• [WORK INSTRUCTIONS] Lines that include "inside" make up the answer; copy all of them from the data below.

• [RECORDS SHOWN]
________________________________________

PR #119, opened 2021-02-02
[CVP-1610] Fix Operator metadata parsing role which doesn't account for quotes in CSV name

samvarankashyap:
The parse-operator-metadata role fails when CSV name is in quotes. 
This PR fixes it. 
example 
```yaml
apiVersion: operators.coreos.com/v1alpha1
kind: ClusterServiceVersion
metadata:
  name: 'xxxv.6.0'
```
Try, 
```
ansible-playbook -vvvv -i "localhost," --connection=local parse-operator-metadata.yml -e "operator_work_dir=<path to metadata dir>" -e"work_dir=/tmp/test_op/" # any temp dir
```
Actual output of parse_operator_metadata_results.json
```
{
    "msg": {
        "_ansible_no_log": false,
        "changed": false,
        "failed": true,
        "msg": "Unable to find the current csv path please check the csv names in metadata"
    },
    "result": "fail"
}
```

expected output: 
```
{
    "msg": "",
    "result": "pass"
}
```

### DIFF
--- a/roles/parse_operator_metadata/tasks/main.yml
+++ b/roles/parse_operator_metadata/tasks/main.yml
@@ -104,7 +104,7 @@
     register: kind_custerserviceversion_file_paths
 
   - name: "Grep paths with current_csv ClusterServiceVersion"
-    shell: "grep -l 'name: {{ current_csv }}' {{ item.path }}"
+    shell: "grep -lE \"name: '{{ current_csv }}'|name: {{ current_csv }}\" {{ item.path }}"
     with_items: "{{ kind_custerserviceversion_file_paths['files'] }}"
     register: grep_output_current_csv
     ignore_errors: true


samvarankashyap:
@dirgim PTAL

14rcole:
LGTM

14rcole (approved):

roles/parse_operator_metadata/tasks/main.yml
```diff
@@ -104,7 +104,7 @@
     register: kind_custerserviceversion_file_paths
 
   - name: "Grep paths with current_csv ClusterServiceVersion"
-    shell: "grep -l 'name: {{ current_csv }}' {{ item.path }}"
+    shell: "grep -lE \"name: '{{ current_csv }}'|name: {{ current_csv }}\" {{ item.path }}"
```
sonam1412, line 107: I think the second parameter "name:" should have one space for better readability

samvarankashyap: @sonam1412 
According to grep syntax, the pattern changes if i introduce space and meaning changes. 
I tried it. It does not work as expected.

sonam1412: Sure

PR #123, opened 2021-02-16
Ignore CR deletion timeout

nmars:
Made a simple change to ignore errors caused by a hung CR deletion after the scorecard test. The error is not related to the test and allows the playbook to continue and gather all the logs intact.

### DIFF
--- a/roles/operator_scorecard_tests/tasks/main.yml
+++ b/roles/operator_scorecard_tests/tasks/main.yml
@@ -31,10 +31,12 @@
 - debug:
     msg: "Scorecard Basic Tests passed: {{ scorecard_results_passed_result.stdout }}"
 
+  # The scorecard test may have already deleted the CR, so ignore any errors
 - name: "Delete the operator CR"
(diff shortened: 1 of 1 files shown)


dirgim (approved):
LGTM

roles/operator_scorecard_tests/tasks/main.yml
```diff
@@ -35,6 +35,7 @@
   shell: "{{ oc_bin_path }} delete -f {{ cr_path }} --ignore-not-found=true --grace-period=60 --timeout=120s"
   environment:
     KUBECONFIG: "{{ kubeconfig_path }}"
+  ignore_errors: true
```
lslebodn, line 38: Please add the comment why do we ignore errors here.
Neither code nor commit message explain the reason. I was able to find reason in different discussion

nmars: @lslebodn Comment added

lslebodn:
LGTM

PR #130, opened 2021-03-16
[CVP-1683]Add tests to empty annotations in metadata

samvarankashyap:
$subject 
Still work in progress 
helps to test existing GitHub actions too.

### DIFF
--- a/.github/workflows/build_and_test_cvp_image.yml
+++ b/.github/workflows/build_and_test_cvp_image.yml
@@ -1,0 +1,59 @@
+name: "Build and test CVP CI image"
+
+# Controls when the action will run. 
+on:
+  # Triggers the workflow on push or pull request events but only for the master branch
+  pull_request:
+  # Allows you to run this workflow manually from the Actions tab
+  workflow_dispatch:
+
+# A workflow run is made up of one or more jobs that can run sequentially or in parallel
+jobs:
+  # This workflow contains a single job called "build"
+  build:
+    # The type of runner that the job will run on
+    runs-on: ubuntu-latest
+    
+    # Steps represent a sequence of tasks that will be executed as part of the job
+    steps:
+      # Checks-out your repository under $GITHUB_WORKSPACE, so your job can access it
+      - uses: actions/checkout@v2
+
+      # Runs a set of commands using the runners shell
+      - name: "Build the cvp_image inside Dockerfiles"
+        run: |
+          podman --version
+          cd Dockerfiles 
+          podman build -t cvp_image:latest -f Dockerfile.cvp --build-arg OPERATOR_SDK_VERSION=v1.4.0 --build-arg OPERATOR_TEST_PLAYBOOKS_TAG=master
+
+      - name: "Run example bundle through cvp_image -> POSITVE test"
+        run: |
+          cd Dockerfiles
+          mkdir output_logs
+          podman run -it -v ./example-bundle:/project/operator-bundle -v ./output_logs:/project/output --security-opt label=disable cvp_image:latest
+          # clean output logs for next step
+          rm -rf output_logs
+
+      - name: "Run example bundle through cvp_image --> negative test"
+        continue-on-error: true
+        run: |
+          # cd into Dockerfiles since it resets everystep
+          cd Dockerfiles
+          mkdir empty-example-bundle output_logs
+          podman run -it -v ./empty-example-bundle:/project/operator-bundle -v ./output_logs:/project/output --security-opt label=disable cvp_image:latest
+
+      - name: "Fail when previous step does not fail"
+        run: |
+          grep -inr "metadata not found in ../operator-bundle" Dockerfiles/output_logs/
+
+      - name: "Run example operator-metadata through cvp_image --> negative test"
+        continue-on-error: true
+        run: |
+          # cd into Dockerfiles since it resets everystep
+          cd Dockerfiles
+          mkdir test_operator_work_dir
+          podman run -it -v ./example-metadata-without-alm-annotations:/project/operator_dir -v ./output_logs:/project/output -v ./test_operator_work_dir:/project/test_operator_work_dir -e TEST_NAME=prepare_operator_metadata --security-opt label=disable cvp_image:latest
+
+      - name: "Fail when previous step does not fail"
+        run: |
+          grep -inr "Failed due to CSV.metadata.annotations\['alm-examples'\] is set to empty" Dockerfiles/output_logs
--- a/Dockerfiles/Dockerfile.cvp
+++ b/Dockerfiles/Dockerfile.cvp
@@ -1,0 +1,16 @@
+FROM registry.fedoraproject.org/fedora:33
+WORKDIR /project
+ARG OPERATOR_SDK_VERSION=v1.4.0
+ARG OPERATOR_TEST_PLAYBOOKS_TAG=v1.0.11
+RUN export ARCH=$(case $(arch) in x86_64) echo -n amd64 ;; aarch64) echo -n arm64 ;; *) echo -n $(arch) ;; esac);\
+    export OS=$(uname | awk '{print tolower($0)}');\
+    export OPERATOR_SDK_DL_URL=https://github.com/operator-framework/operator-sdk/releases/download/$OPERATOR_SDK_VERSION/;\
+    curl -L -o /usr/local/bin/operator-sdk ${OPERATOR_SDK_DL_URL}/operator-sdk_${OS}_${ARCH} \ 
+    && chmod a+x /usr/local/bin/operator-sdk && \
+    mkdir /project/output && \
+    dnf install --setopt=install_weak_deps=False -y git-core ansible python3-pip mlocate && \
+    dnf clean all && \
+    pip3 install operator-courier && \
+    git clone --branch $OPERATOR_TEST_PLAYBOOKS_TAG https://github.com/redhat-operator-ecosystem/operator-test-playbooks.git
+COPY ./entrypoint_cvp.sh /project/entrypoint_cvp.sh
+ENTRYPOINT ["/project/entrypoint_cvp.sh"]
--- a/Dockerfiles/entrypoint_cvp.sh
+++ b/Dockerfiles/entrypoint_cvp.sh
@@ -1,0 +1,42 @@
+#!/bin/bash
+
+# operator-bundle-image validate
+validate_operator_bundle () {
+    echo -e "operatorSDKVersion is $operatorSDKVersion"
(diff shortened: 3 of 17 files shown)


lslebodn:
You need to fix the playbook as well

The "empty annotation" change broke contact in downstream.
```
04:50:28  ERROR: No artifacts found that match the file pattern "operators/config/ansible/parse_operator_metadata_results.json". Configuration error?
04:50:28  Finished: FAILURE

```

Dockerfiles/Dockerfile
```diff
@@ -8,8 +8,9 @@ RUN export ARCH=$(case $(arch) in x86_64) echo -n amd64 ;; aarch64) echo -n arm6
     curl -L -o /usr/local/bin/operator-sdk ${OPERATOR_SDK_DL_URL}/operator-sdk_${OS}_${ARCH} \ 
     && chmod a+x /usr/local/bin/operator-sdk && \
     mkdir /project/output && \
-    dnf install --setopt=install_weak_deps=False -y git-core ansible && \
+    dnf install --setopt=install_weak_deps=False -y git-core ansible python3-pip mlocate && \
     dnf clean all && \
+    pip3 install operator-courier && \
     git clone --branch $OPERATOR_TEST_PLAYBOOKS_TAG https://github.com/redhat-operator-ecosystem/operator-test-playbooks.git
 COPY ./entrypoint.sh /project/entrypoint.sh
 ENTRYPOINT ["/project/entrypoint.sh"]
```
lslebodn, line 16: Why do we change this file ?
operator-courier is unrelated to emty annotation change.

Dockerfiles/entrypoint.sh
```diff
@@ -1,23 +1,42 @@
...
+elif [[ "$TEST_NAME_ENV" = 'prepare_operator_metadata' ]]; then
+    echo "TEST_NAME is set to $TEST_NAME_ENV"
+    echo "Running prepare_operator_metadata"
+    prepare_operator_metadata
 else
-  echo -e "\nBundle image validation Failed"
-  exit 1
+    echo "TEST_NAME is set to $TEST_NAME_ENV"
+    echo "$TEST_NAME_ENV not found in entrypoint.sh"
 fi
```
lslebodn, line 42: Why do we change this file ?
It should be used just for midstream and it was not planned for the role roles/parse_operator_metadata

Dockerfiles/Dockerfile
samvarankashyap: In order to test an empty annotation file, it has to go through prepare-operator-metadata role. 
Which requires operator-courier
https://github.com/redhat-operator-ecosystem/operator-test-playbooks/blob/master/prepare-operator-metadata.yml
Which needs operator-courier to nest copy the metadata. 
I tested the role with the same playbook thus requiring prepare-operator-metadata.yml

Dockerfiles/entrypoint.sh
samvarankashyap: I am making use of the same image without changing its functionality for testing. 
Do you think we need a separate image for testing? 
By default github actions run in ubuntu. 
Inorder to test it inside fedora am using podman to run inside fedora 33 container. 
Am using the same image to test our playbooks. 
Since the build time allocated to opensource projects is 1000 minutes for github actions afaik 
I am keeping it as minimum as possible.

samvarankashyap:
> 04:50:28  ERROR: No artifacts found that match the file pattern "operators/config/ansible/parse_operator_metadata_results.json". Configuration error?

@lslebodn Could you share the downstream link with me? 
As far as I see the all downstream tests went fine when I created the pull request.

Dockerfiles/entrypoint.sh
lslebodn: > Do you think we need a separate image for testing?

yes; midstream image should be used just for its purpose. Testing in midstream and it should be as small as possible.


> Since the build time allocated to opensource projects is 1000 minutes for github actions afaik
16 minutes is enough for unit-tests (including building the image)
Unit test have to be fast.

Dockerfiles/Dockerfile
lslebodn: The same commend as in different thread. the Dockerfle for midstream must be used just for midstream and nothing else.

lslebodn:
> @lslebodn Could you share the downstream link with me?
> As far as I see the all downstream tests went fine when I created the pull request.

Check gchat complains from users.

samvarankashyap:
@lslebodn 
I have fixed the bug with this PR PTAL

https://github.com/redhat-operator-ecosystem/operator-test-playbooks/pull/131

.github/workflows/build_and_test_cvp_image.yml
```diff
@@ -0,0 +1,61 @@
+# This is a basic workflow to help you get started with Actions
```
14rcole, line 1: Delete this line

samvarankashyap: done

dirgim (approved):
LGTM

Dockerfiles/Dockerfile.cvp
```diff
@@ -0,0 +1,16 @@
+FROM registry.fedoraproject.org/fedora:33
```
lslebodn, line 1: The name of dockerfile is really confusing. It has nothing to do with CVP.
It should be just about CI. Moreover I do not see an reason why we should mix files for midstream and CI in the same directory. Files for midstream should be just in its own directory.

And files for CI in different one. And ideally name of directory should be self explanatory. The current name "Dockerfiles" does nto say much to me.

Dockerfiles/Dockerfile.cvp
```diff
@@ -0,0 +1,16 @@
...
+    export OPERATOR_SDK_DL_URL=https://github.com/operator-framework/operator-sdk/releases/download/$OPERATOR_SDK_VERSION/;\
+    curl -L -o /usr/local/bin/operator-sdk ${OPERATOR_SDK_DL_URL}/operator-sdk_${OS}_${ARCH} \ 
+    && chmod a+x /usr/local/bin/operator-sdk && \
+    mkdir /project/output && \
+    dnf install --setopt=install_weak_deps=False -y git-core ansible python3-pip mlocate && \
+    dnf clean all && \
+    pip3 install operator-courier && \
+    git clone --branch $OPERATOR_TEST_PLAYBOOKS_TAG https://github.com/redhat-operator-ecosystem/operator-test-playbooks.git
+COPY ./entrypoint_cvp.sh /project/entrypoint_cvp.sh
+ENTRYPOINT ["/project/entrypoint_cvp.sh"]
```
lslebodn, line 16: Why do we need entrypoint? We can manually specify file when running container

Dockerfiles/entrypoint_cvp.sh
```diff
@@ -0,0 +1,42 @@
+#!/bin/bash
+
+# operator-bundle-image validate
+validate_operator_bundle () {
+    echo -e "operatorSDKVersion is $operatorSDKVersion"
+    ansible-playbook -vvvv --connection local -i localhost, operator-test-playbooks/validate-operator-bundle.yml -e"work_dir=/project/output" -e"operator_work_dir=/project/operator-bundle/"
```
lslebodn, line 6: The empty  annotation was not added for operator bundles.
why do we touch bundle here?

.github/workflows/build_and_test_cvp_image.yml
```diff
@@ -0,0 +1,59 @@
...
+        run: |
+          podman --version
+          cd Dockerfiles 
+          podman build -t cvp_image:latest -f Dockerfile.cvp --build-arg OPERATOR_SDK_VERSION=v1.4.0 --build-arg OPERATOR_TEST_PLAYBOOKS_TAG=master
+
+      - name: "Run example bundle through cvp_image -> POSITVE test"
+        run: |
+          cd Dockerfiles
+          mkdir output_logs
+          podman run -it -v ./example-bundle:/project/operator-bundle -v ./output_logs:/project/output --security-opt label=disable cvp_image:latest
```
lslebodn, line 33: IIRc ubuntu uses apparmor and not SElinux. And disabling of apparmor shoudl be done with `--security-opt "apparmor=unconfined"`

.github/workflows/build_and_test_cvp_image.yml
```diff
@@ -0,0 +1,59 @@
...
+        continue-on-error: true
+        run: |
+          # cd into Dockerfiles since it resets everystep
+          cd Dockerfiles
+          mkdir test_operator_work_dir
+          podman run -it -v ./example-metadata-without-alm-annotations:/project/operator_dir -v ./output_logs:/project/output -v ./test_operator_work_dir:/project/test_operator_work_dir -e TEST_NAME=prepare_operator_metadata --security-opt label=disable cvp_image:latest
+
+      - name: "Fail when previous step does not fail"
+        run: |
+          grep -inr "Failed due to CSV.metadata.annotations\['alm-examples'\] is set to empty" Dockerfiles/output_logs
```
lslebodn, line 59: We need to check whether all expected files were generated. It is not enough to check message in error log.

Moreover current approach for "running" tests does not allow local execution of tests. This is huge disadvantage.
Because you can run "tests" just in github actions.

Dockerfiles/Dockerfile.cvp
samvarankashyap: IMO Entrypoint acts as starting point execution. It can be extended in near future to add multiple tests. 
we can just add a function in a shell script to add multiple tests.

Dockerfiles/entrypoint_cvp.sh
samvarankashyap: I borrowed it from the midstream CI image to include the test. 
I can remove it. It acts as a unit test for ansible-playbooks we have right now. 
I can remove it if you dont want it here.

.github/workflows/build_and_test_cvp_image.yml
samvarankashyap: I will verify this.

.github/workflows/build_and_test_cvp_image.yml
samvarankashyap: Local execution of tests can be avoided because whenever you fork this repository all the tests will be added to the fork. if you push anything to your fork you should be able to run it. 
However, We can run the tests locally by running the commands inside GitHub actions locally. 
There is no resitriction.

Dockerfiles/Dockerfile.cvp
samvarankashyap: Dockerfiles is a convention I followed from other projects on Github. 
We can definitely segregate the files to make them more comprehendible.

________________________________________

• [SOLVED PROBLEM]
+      - name: "Build the cvp_image inside Dockerfiles"
Inorder to test it inside fedora am using podman to run inside fedora 33 container. 
However, We can run the tests locally by running the commands inside GitHub actions locally. 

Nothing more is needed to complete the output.